» Given records:
┄┄┄┄┄┄

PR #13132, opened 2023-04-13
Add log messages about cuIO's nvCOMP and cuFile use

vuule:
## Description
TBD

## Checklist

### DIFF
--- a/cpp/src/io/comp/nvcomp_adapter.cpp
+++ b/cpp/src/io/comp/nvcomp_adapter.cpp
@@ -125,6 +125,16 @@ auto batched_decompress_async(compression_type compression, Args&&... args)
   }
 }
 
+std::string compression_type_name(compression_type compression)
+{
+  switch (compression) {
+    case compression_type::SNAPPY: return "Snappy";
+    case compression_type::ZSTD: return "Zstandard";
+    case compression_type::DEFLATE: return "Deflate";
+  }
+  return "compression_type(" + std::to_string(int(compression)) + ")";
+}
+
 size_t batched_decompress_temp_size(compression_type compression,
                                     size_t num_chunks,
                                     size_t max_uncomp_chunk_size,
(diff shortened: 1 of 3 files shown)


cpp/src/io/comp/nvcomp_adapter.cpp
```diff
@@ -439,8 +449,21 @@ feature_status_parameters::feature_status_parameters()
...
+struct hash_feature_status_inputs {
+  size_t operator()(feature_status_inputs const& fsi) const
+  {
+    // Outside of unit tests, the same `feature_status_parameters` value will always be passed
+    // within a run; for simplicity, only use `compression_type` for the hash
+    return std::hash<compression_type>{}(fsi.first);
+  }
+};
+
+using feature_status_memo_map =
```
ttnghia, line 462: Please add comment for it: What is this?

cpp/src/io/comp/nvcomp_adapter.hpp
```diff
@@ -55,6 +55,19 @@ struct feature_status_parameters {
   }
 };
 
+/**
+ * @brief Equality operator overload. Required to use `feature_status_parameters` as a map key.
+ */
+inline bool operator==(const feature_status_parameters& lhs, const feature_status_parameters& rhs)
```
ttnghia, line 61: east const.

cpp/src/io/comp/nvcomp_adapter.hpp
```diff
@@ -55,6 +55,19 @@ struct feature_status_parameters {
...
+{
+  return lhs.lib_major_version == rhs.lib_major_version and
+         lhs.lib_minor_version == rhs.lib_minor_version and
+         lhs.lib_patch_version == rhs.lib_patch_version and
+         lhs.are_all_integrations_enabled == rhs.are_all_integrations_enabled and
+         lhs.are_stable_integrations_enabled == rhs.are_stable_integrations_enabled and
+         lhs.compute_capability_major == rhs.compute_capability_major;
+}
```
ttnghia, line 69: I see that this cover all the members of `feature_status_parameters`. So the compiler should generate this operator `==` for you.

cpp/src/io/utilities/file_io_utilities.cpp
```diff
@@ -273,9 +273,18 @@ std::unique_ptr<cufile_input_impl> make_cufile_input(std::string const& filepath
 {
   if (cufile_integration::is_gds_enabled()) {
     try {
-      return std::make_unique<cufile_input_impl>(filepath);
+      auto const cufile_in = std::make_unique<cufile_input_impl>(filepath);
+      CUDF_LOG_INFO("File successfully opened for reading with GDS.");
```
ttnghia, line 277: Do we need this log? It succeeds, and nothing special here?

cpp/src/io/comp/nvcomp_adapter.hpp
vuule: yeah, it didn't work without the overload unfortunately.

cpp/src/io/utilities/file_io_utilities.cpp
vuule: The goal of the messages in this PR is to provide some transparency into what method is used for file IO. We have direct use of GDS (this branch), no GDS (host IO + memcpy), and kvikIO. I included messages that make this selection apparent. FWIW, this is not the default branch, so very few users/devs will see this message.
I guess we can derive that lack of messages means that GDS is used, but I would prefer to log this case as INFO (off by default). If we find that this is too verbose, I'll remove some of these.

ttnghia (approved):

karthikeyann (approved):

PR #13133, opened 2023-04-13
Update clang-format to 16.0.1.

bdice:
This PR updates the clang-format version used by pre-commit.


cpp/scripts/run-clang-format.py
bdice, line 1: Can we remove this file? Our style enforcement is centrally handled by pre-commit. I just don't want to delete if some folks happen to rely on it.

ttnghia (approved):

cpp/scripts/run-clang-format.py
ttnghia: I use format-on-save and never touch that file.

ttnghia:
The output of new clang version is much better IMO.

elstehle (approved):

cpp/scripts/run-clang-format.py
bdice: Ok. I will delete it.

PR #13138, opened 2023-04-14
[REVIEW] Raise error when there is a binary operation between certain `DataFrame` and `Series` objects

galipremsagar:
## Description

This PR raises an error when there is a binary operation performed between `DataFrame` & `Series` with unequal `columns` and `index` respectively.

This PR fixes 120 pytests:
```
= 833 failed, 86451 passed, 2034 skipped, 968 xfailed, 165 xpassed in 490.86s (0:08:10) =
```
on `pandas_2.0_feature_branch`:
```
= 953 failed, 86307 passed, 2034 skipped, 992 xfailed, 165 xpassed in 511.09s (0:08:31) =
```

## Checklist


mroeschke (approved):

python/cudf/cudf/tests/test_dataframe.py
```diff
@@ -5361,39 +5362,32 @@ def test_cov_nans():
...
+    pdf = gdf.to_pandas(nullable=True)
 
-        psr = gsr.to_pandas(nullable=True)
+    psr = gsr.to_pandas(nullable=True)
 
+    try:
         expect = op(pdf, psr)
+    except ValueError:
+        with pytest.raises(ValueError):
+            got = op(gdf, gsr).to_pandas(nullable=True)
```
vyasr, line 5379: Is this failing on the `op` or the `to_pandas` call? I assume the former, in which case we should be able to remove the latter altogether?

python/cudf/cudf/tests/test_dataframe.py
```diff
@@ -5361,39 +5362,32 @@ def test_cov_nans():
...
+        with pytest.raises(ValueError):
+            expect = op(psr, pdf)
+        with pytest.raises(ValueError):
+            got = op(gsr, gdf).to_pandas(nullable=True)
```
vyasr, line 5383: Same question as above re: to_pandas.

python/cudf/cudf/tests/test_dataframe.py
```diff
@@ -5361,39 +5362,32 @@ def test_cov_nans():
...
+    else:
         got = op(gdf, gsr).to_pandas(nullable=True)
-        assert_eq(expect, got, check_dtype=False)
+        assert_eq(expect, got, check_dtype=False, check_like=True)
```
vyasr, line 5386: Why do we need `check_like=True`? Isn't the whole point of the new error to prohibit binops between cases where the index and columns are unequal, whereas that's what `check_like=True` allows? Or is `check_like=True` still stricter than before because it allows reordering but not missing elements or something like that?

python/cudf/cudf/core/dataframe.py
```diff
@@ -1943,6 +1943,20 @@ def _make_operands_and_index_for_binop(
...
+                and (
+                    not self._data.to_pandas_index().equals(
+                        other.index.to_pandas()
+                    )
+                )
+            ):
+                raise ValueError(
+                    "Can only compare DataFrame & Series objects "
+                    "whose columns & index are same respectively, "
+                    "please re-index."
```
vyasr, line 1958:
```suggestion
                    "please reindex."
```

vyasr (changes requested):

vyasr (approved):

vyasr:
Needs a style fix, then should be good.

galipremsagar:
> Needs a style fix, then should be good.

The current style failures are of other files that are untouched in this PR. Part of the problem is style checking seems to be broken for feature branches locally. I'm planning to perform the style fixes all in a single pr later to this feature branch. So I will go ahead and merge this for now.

┄┄┄┄┄┄

» Work request:
If a line in the records above contains the word "expect", copy it.

» Task output:
         expect = op(pdf, psr)
+            expect = op(psr, pdf)
-        assert_eq(expect, got, check_dtype=False)
+        assert_eq(expect, got, check_dtype=False, check_like=True)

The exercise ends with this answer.